▸ Exercise prompt
Nothing but the lines from the one containing "response; as always." through the end of the material should be restated, and each exactly.
+++
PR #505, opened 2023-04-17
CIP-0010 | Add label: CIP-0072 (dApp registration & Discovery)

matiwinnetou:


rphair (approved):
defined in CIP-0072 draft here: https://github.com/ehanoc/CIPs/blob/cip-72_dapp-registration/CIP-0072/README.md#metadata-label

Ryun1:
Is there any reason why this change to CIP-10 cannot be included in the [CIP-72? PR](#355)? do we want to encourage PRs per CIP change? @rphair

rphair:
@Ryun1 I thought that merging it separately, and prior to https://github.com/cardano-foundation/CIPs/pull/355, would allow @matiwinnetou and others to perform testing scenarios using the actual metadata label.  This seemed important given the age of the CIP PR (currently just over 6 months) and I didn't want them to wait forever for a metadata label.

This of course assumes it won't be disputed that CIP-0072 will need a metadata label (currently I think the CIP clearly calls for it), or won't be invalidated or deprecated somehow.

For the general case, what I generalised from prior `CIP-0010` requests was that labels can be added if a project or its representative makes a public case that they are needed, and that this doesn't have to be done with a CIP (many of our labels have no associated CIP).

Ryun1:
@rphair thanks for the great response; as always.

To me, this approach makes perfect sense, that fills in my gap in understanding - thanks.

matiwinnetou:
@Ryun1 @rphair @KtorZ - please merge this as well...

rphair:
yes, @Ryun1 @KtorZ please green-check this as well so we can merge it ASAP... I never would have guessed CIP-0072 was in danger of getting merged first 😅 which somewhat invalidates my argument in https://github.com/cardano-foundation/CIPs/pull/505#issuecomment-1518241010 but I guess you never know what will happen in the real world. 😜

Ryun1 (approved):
+++
▸ Answer to the exercise
@rphair thanks for the great response; as always.

To me, this approach makes perfect sense, that fills in my gap in understanding - thanks.

matiwinnetou:
@Ryun1 @rphair @KtorZ - please merge this as well...

rphair:
yes, @Ryun1 @KtorZ please green-check this as well so we can merge it ASAP... I never would have guessed CIP-0072 was in danger of getting merged first 😅 which somewhat invalidates my argument in https://github.com/cardano-foundation/CIPs/pull/505#issuecomment-1518241010 but I guess you never know what will happen in the real world. 😜

Ryun1 (approved):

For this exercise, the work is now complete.